Here is a video. We would ask you to hit the “Like” button, but apparently many of you can only barely manage to dress yourselves, so such technology is beyond you. Sigh.
And now, the moment you’ve all been waiting for: Justin Bieber’s crusty pajamas. (What? We thought We’d get off of Daniel Radcliffe (and give someone else a chance.)). Or, the HorrorScope:
A big challenge is coming your way, (A big challenge, or a big mentally-challenged person?)
and how you choose to deal with it tells the world all they need to know. (Because if it’s a big challenge, it’s most likely gonna get on Our nerves, but if it’s just some fat ‘tard, We can probably distract it with something shiny.)
Confront it boldly or back off quickly (Thereby causing Us to wonder why, if “confront” is a word, “conback” isn’t one as well.)
(Cunning linguistics, We haz them.)
— it affects your reputation big-time! (Was that a fat joke?)
A new arrival makes some waves today (Don’t worry…they won’t be permanent.)
(Heh. That was a little hairdresser joke. For Our readers who are hairdressers. The rest of you, carry on. If you have hair, that is. (Who wears hair shirts? We wear hair shirts. If you dare wear hair shirts, Nair™ for hair shirts…))
— and this tiny event could trigger an earthquake (Kiss Us quick, We’re Ava Gardner.)
(Please tell Us that TCBITWWW was not the ONLY person who got that joke.)
that changes your entire landscape almost overnight. (As could bougainvillea. Which We looked up the correct spelling of just now, as a service to Our readers. You’re welcome.)
To prepare, get all the gritty details you can on a new person as quickly as you can. (So now not only do We need winged monkeys, We need winged poo-flinging monkeys. Life is a constant trial.)
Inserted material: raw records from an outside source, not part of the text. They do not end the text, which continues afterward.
PR #6311, opened 2020-01-06
Fixes modules/types not being found by typescript from js packages

Zyie:
##### Description of change

As discussed here #6261 and in the slack channels there have been issues with getting types and modules being recognised properly.

Before we ran into issues of either a module not being recognised or cannot use namespace as type, depending on the different solutions that have been thrown around.

With this change we no longer need to declare modules inside the `global.d.ts` file (except for settings as this one is weird). We should also get types for packages that are still in javascript.

I've tested this out on my display branch and it fixed all my build issues. 

@EvidentlyCube @ivanpopelyshev  this should help with the core/spritesheet packages as well. 

##### Pre-Merge Checklist

- [x ] Lint process passed (`npm run lint`)
- [x ] Tests passed (`npm run test`)

### DIFF
--- a/global.d.ts
+++ b/global.d.ts
@@ -1,16 +1,4 @@
 declare module '@pixi/settings';
-declare module '@pixi/constants';
-declare module '@pixi/core' {
-    interface Texture {
-        destroy(): void;
-    }
-
-    interface BaseTexture {
-        destroy(): void;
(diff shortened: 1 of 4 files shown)


ivanpopelyshev:
Holy Cow!

PR #6312, opened 2020-01-07
Fixes docs for DecomposedDataUri

Zyie:
##### Description of change

This pr fixes the automatically generated types where `DecomposedDataUri` is not exported. This has been an issue before in #6150 where interfaces are stripped out along with there comments.

To document it in a way that it doesn't get removed means defining it below its declaration
##### Pre-Merge Checklist

### DIFF
--- a/packages/utils/src/network/decomposeDataUri.ts
+++ b/packages/utils/src/network/decomposeDataUri.ts
@@ -1,30 +1,46 @@
 import { DATA_URI } from '../const';
 
-/**
- * @memberof PIXI.utils
- */
 export interface DecomposedDataUri {
-    /**
-     * @property {string} Media type, eg. `image`
-     */
     mediaType: string;
-    /**
-     * @property {string} subType Sub type, eg. `png`
-     */
     subType: string;
-    /**
-     * @property {string} charset
-     */
     charset: string;
-    /**
-     * @property {string} encoding Data encoding, eg. `base64`
-     */
     encoding: string;
-    /**
-     * @property {string} data The actual data
-     */
     data: string;
 }
+
+/**
+ * @memberof PIXI.utils
+ * @interface DecomposedDataUri
+ */
+
+/**
+ * type, eg. `image`
+ * @memberof PIXI.utils.DecomposedDataUri#
+ * @member {string} mediaType
+ */
+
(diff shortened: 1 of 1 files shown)


themoonrat:
Feels odd to have the documentation separate to the code :/ Is this a temp thing until we're fully .ts and find a different solution for docs?

Zyie:
Yes i believe this is temporary until the conversion is complete. Then we will remove jsdoc for something that works better with typescript.

packages/utils/src/network/decomposeDataUri.ts
```diff
@@ -1,31 +1,47 @@
...
     encoding: string;
-    /**
-     * @property {string} data The actual data
-     */
     data: string;
 }
 
+/**
+ * @memberof PIXI.utils
+ * @interface DecomposedDataUri
```
bigtimebuddy: Why not just add the properties here?

Zyie: I'm not sure what you mean? I tried adding member like so but this didnt work

```
/**
 * @memberof PIXI.utils
 * @interface DecomposedDataUri
 * @member {string} mediaType type, eg. `image`
 * @member {string} subType Sub type, eg. `png`
 * @member {string} charset type, eg. `image`
 * @member {string} encoding Data encoding, eg. `base64`
 * @member {string} data The actual data
 */
```

I just copied the structure that IPoint implemented for its docs

bigtimebuddy: Try `@property`

Zyie: Adding property results in an empty interface

```
/**
 * @memberof PIXI.utils
 * @interface DecomposedDataUri
 * @property {string} mediaType type, eg. `image`
 * @property {string} subType Sub type, eg. `png`
 * @property {string} charset type, eg. `image`
 * @property {string} encoding Data encoding, eg. `base64`
 * @property {string} data The actual data
 */
interface DecomposedDataUri {
}
```

bigtimebuddy: Okay. Not use fighting with tsd jsdocs

PR #6315, opened 2020-01-07
Converts settings to TypeScript

Zyie:
##### Description of change

Opening another draft PR to let people know what is being worked on.

So far I have tried to use namespaces for settings however this resulted in many setting objects instead of one large one, not sure why.

For now I have gone with one interface that has optional parameters for the options defined outside the initial settings file.

Let me know if you guys have a better solution to try out. I dont think the current method is bad just not great.

##### Pre-Merge Checklist


Zyie:
> I'm not in love with the name `PixiSettings`, maybe simply `Settings`

I've updated the name

ivanpopelyshev:
@bigtimebuddy @Zyie What about `IPixiSettings` and `IRenderOptions` ? Also , `RenderOptions` in core will have more settings than that, and they will be optional. What about `IBaseRenderOptions` ?

Zyie:
> What about `IPixiSettings` and `IRenderOptions` ?'

Would it be a good idea to have a naming convention for interfaces. So all begin with I? That way we dont have a mashup of different names. For example we have IPoint, IDestoryOptions, but DecomposedDataUri, Settings, RenderOptions

> For example, it doesnt have `resolution`.

Ah yes i didnt realise that got added dynamically in `AbstractRenderer`.

ivanpopelyshev:
I think `DecomposedDataUri` is the only one without `I`

bigtimebuddy:
I like using `I` as a prefix for interfaces.

Zyie:
Ok I've updated the names to use the prefix. I'll let @ivanpopelyshev fix whatever needs to be fixed in his core pr

PR #6330, opened 2020-01-15
Adds measure pass to the FilterSystem.

SukantPal:
This is the pull request for the measuring pass API to PIXI.FilterSystem; it will allow filters to specify the area required by them to render into the output.

Use Cases:
When a object is partially visible, autoFit=false or true might not be the optimal solution. The filter doesn't need the whole object, neither can it work by just the visible portion (e.g. blur).

Backward Compatibility:
> measure(): A default onMeasure() is provided by the Filter class. It will cause the filter ask the input to be the whole object (if autoFit=false) or just the specified output (if autoFit=true).

> Vertex shader: inputRect & outputRect are two new uniforms. The vertex shader will automatically map the texture coords onto the input texture.

##### Description of change
* `FilterPass`: New data-class for the filter-system. It is provided to the filters using `state.filterPass`.

* `FilterSystem`: `measure()` added and the `push` method uses it. `pop()` updates `state#passIndex` and adds `inputRect`, `outputRect` to the global uniforms.

* `defaultFilter.vert`: The texture coordinates are calculated a bit differently. The old process is used to calculate `outputTextureCoords`, which is then mapped onto the input texture (output -> input frame mapping by translation). This will allow filters to specify input/output frames without changing shaders.

##### Pre-Merge Checklist


SukantPal:
@ivanpopelyshev Do you think we should provide an option to disable the measure pass?

bigtimebuddy:
Could you look at the failing mask unit test?

SukantPal:
> Could you look at the failing mask unit test?

@bigtimebuddy I'm sorry, but I can't do anything tonight. I just posted this so you could see the scope of the changes. I'm going to tackle this tomorrow afternoon 💯

ivanpopelyshev:
Calling `measure` before we start work with filters is good idea because we also can abort or ignore rendering inside. ignore means we can just render to output and not do filters.

However that PR does not address those IF's :(

SukantPal:
@ivanpopelyshev How will we decide whether we need to abort the filters?

SukantPal:
@bigtimebuddy I did push the fixes. I'll be creating an example where we require this feature for properly rendering.

@ivanpopelyshev As we discussed, measuring filter I/O rects is useful strictly only in cases when the object is not fully visible. Should we disable going through each filter's measure-method when the object is fully visible?

SukantPal:
@bigtimebuddy @GoodBoyDigital - @ivanpopelyshev was talking about some default "behaviors" for `measure` that can be applied to any filter by setting a property. He & I have decided to create a formal project proposal for this feature & any such behaviours so we could have a standardized definition. He also wants these features to conform to how Adobe Flash's filters (used to?) work.

packages/core/src/filters/defaultFilter.vert
```diff
@@ -2,25 +2,27 @@ attribute vec2 aVertexPosition;
 
 uniform mat3 projectionMatrix;
 
-varying vec2 vTextureCoord;
```
eXponenta: You can't change uniform name, because all custom filters stops work if it has custom vertex shader.
This is no case for loss of compatibility .

packages/core/src/filters/defaultFilter.vert
```diff
@@ -2,25 +2,27 @@ attribute vec2 aVertexPosition;
...
+varying vec2 vTextureCoord;// actually the input texture coord (gl_FragColor to set output)
 
 uniform vec4 inputSize;
-uniform vec4 outputFrame;
```
eXponenta: Same problem.

SukantPal: Yeah, I forgot about that. Maybe we can make them inputFrame and outputFrame?

eXponenta: We can rename it, consistently, but we must found their usage on core and pixi-* packages too.
It isn't simple, but possible.

SukantPal: If I use inputFrame, then we don’t need to rename outputFrame and it will be consistent, right?

SukantPal: I changed them.

ivanpopelyshev:
I didnt have enough time to investigate it, but here are my thoughts for this week.

However, @SukantPal had a great idea that I need to write a doc first! Here it goes.

There are **SIX** related problems that I know of:

**1. Forward pass, input becomes bigger and bigger**
Consider we have an object 30x30 and two filters, padding 5 and 6. That means our outputs after each filter should be 35 and 41. We can obtain it by a **forward** measure pass.

**2. Backwards pass, outputs are reduced**
Consider we have object 1010 and screen of 1000, and two filters of padding 40. Outputs are 1050 and 1090 , but our screen is bigger, why do we need such big outputs?
Solution is 1040->1040->1000

**3. Margin/padding**
In that case, if first filter is a blur, we don't actually need big input if we use clamping. 1000->1040->1000 is enough. We need `input=1040` in case `filter1.margin=40` and input=1000 if `filter1.padding=40`.
 
**4. Four sides**
All calculations have to be side-dependent. Top/bottom/left/right, we need `Insets`, not just one number,

**5. Measure gomomorphism**
If filter has custom logic for mapping input to output and back, we need `onMeasure` methods. Maybe two, because of two passes. 

As an example of code that can fit in onMeasure - `Graphics` and `GraphicsGeometry` bounds for rotation and scale.

**6. Partial apply **
Sometimes people want to apply filter partially - like, why do we need to run the shader on all screen if we have only small twist in the center? That means we can copy some of the input area and preserve it, and apply shader only to part of it. 

In next post I will talk about how to solve those things, whether we need to solve them, and how is this PR related.

SukantPal:
This is waiting on the PR converting to Typescript. I've created a draft of the full changes that will happen here: 
[PixiJS Feature Proposal - Filter measure() pass.pdf](https://github.com/pixijs/pixi.js/files/4113758/PixiJS.Feature.Proposal.-.Filter.measure.pass.pdf)

SukantPal:
Note that this PR is based from dev-core-typescript, and is waiting on that PR.

PR #6333, opened 2020-01-16
fix(render): make cacheAsBitmap not affect other textures with a filter for 1 frame

Loonride:
##### Description of change

The issue I was experiencing was that I had a single texture that had a custom filter. Any time I created a new Graphics object and set `cacheAsBitmap` to true, the texture with the custom filter would partially flicker for that frame while the Graphic was being cached. This change fixed the problem for me.

I saw an issue which may be the same as my problem here: https://github.com/pixijs/pixi.js/issues/2831

If you really need me to, I could make a new reproducible test demo. But preferably not, I think this change is quite straightforward.

##### Pre-Merge Checklist

### DIFF
--- a/packages/mixin-cache-as-bitmap/src/index.js
+++ b/packages/mixin-cache-as-bitmap/src/index.js
@@ -184,8 +184,8 @@ DisplayObject.prototype._initCachedDisplayObject = function _initCachedDisplayOb
 
     // for now we cache the current renderTarget that the WebGL renderer is currently using.
     // this could be more elegant..
-    const cachedRenderTexture = renderer.renderTexture.current ?
-      renderer.renderTexture.current.clone() : null;
+    const cachedRenderTexture = renderer.renderTexture.current
+        ? renderer.renderTexture.current.clone() : null;
     const cachedSourceFrame = renderer.renderTexture.sourceFrame.clone();
     const cachedProjectionTransform = renderer.projection.transform;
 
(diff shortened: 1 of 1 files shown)


ivanpopelyshev:
Based on our experience with that kind of bugs:
1. I trust that you found the real issue
2. I require example anyway to ensure that issue wont appear after a regression

Flickering is easy to reproduce: turn off ticker and manually call render() one or two times.

Loonride:
> Based on our experience with that kind of bugs:
> 
> 1. I trust that you found the real issue
> 2. I require example anyway to ensure that issue wont appear after a regression
> 
> Flickering is easy to reproduce: turn off ticker and manually call render() one or two times.
> 
> If you cant reproduce it or dont have enough time - I'll deal with it in weekend.

Here is an example: https://jsfiddle.net/Loonride/vcu4n1bm/18/

You will notice that a part of the rabbit image cuts off during the frames where a new graphics object is created.

I found that these lines were part of the problem, as removing them from the example fixes the issue:

```
if (sprite) {
        if (sprite.parent) {
            var parent = sprite.parent;
            parent.removeChild(sprite);
            parent.addChild(sprite);
        }
    }
```

I use this method to bring sprites to the top of the stage in my project. Is there a better recommended way to reorder pixi sprites?

ivanpopelyshev:
OK, still need to find time to review it properly and add a unit test.

ivanpopelyshev:
I'm on a break but we need someone to add a test. @eXponenta or someone else

ivanpopelyshev:
Demo is here: https://www.pixiplayground.com/#/edit/LZli1NESJ3Vlf_8l9Fdbe

If you comment out first line, you'll see the original error.

btw, We dont need to clone renderTexture, only `sourceFrame`, please make that change in PR and I'll approve it.

ivanpopelyshev:
@Loonride in case you dont have time right now, I can make separate PR with cloning just rectangle. I think whether should I try to add tests too...

bigtimebuddy:
Closing in favor of #6466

The wheels may start turning in your mind … and suddenly your outlandish ideas may not be so crazy after all. (Is it just Us, or is that last sentence a precise description of what happens when One goes off One’s meds?)
Keep pushing (Eventually, a baby will pop out.)
— see how far you can go. (Twins? Triplets? Sextuplets? The Mormon Tabernacle Choir?)
You’re on to something and you know it! (Unfortunately, that “something” is not crack.)
New personalities are teaching you new tactics. (Oh, honey. We have any NUMBER of new personalities. That’s what got Us in all this trouble in the first place.)
Romance can seem so serious sometimes (Especially when there isn’t any.)
— all the more reason to forget about it (About what?)
and have some silly fun! (With Silly String™! Buy a can today!)
Take your niece to a children’s museum, for example, or to your local playground. (We don’t have a niece. And, oddly enough, the authorities frown upon grown folks taking random children to playgrounds.)
It’ll do wonders for your spirit. (As would that crack We mentioned earlier.)
Starzina Starfish-Browne was born in the wagon of a traveling show…well, okay, not really. She was actually born in Lowake, Texas, the daughter of a beautician and either a garage mechanic or the town mailman. At sixteen, she escaped her humble beginnings by running off with Doctor Browne’s Traveling Medicine Show and, more to the point, Doctor Browne. Following the dissolution of this unfortunate entanglement (Doctor Browne was a Virgo and Starzina is, of course, an Aries), which produced a daughter, Starzina entered a contest in Soap Opera Digest and won a scholarship to Oxford (yes, in ENGLAND), where she earned her doctorate in the newly-created dual major of Astrology and Human Sexuality. There is absolutely NO TRUTH to the rumor that Starzina’s second daughter has Royal blood, despite tabloid photographs allegedly depicting her cavorting on the Italian Riviera with Princes William and Harry, clad only in Prussian helmets and armbands of questionable taste. Starzina currently resides with her daughters in Philadelphia, the City That Loves You (On Your) Back, where she enjoys Double Coupon Day at the local SuperCruise and “encouraging” the coxswain of the Penn rowing team.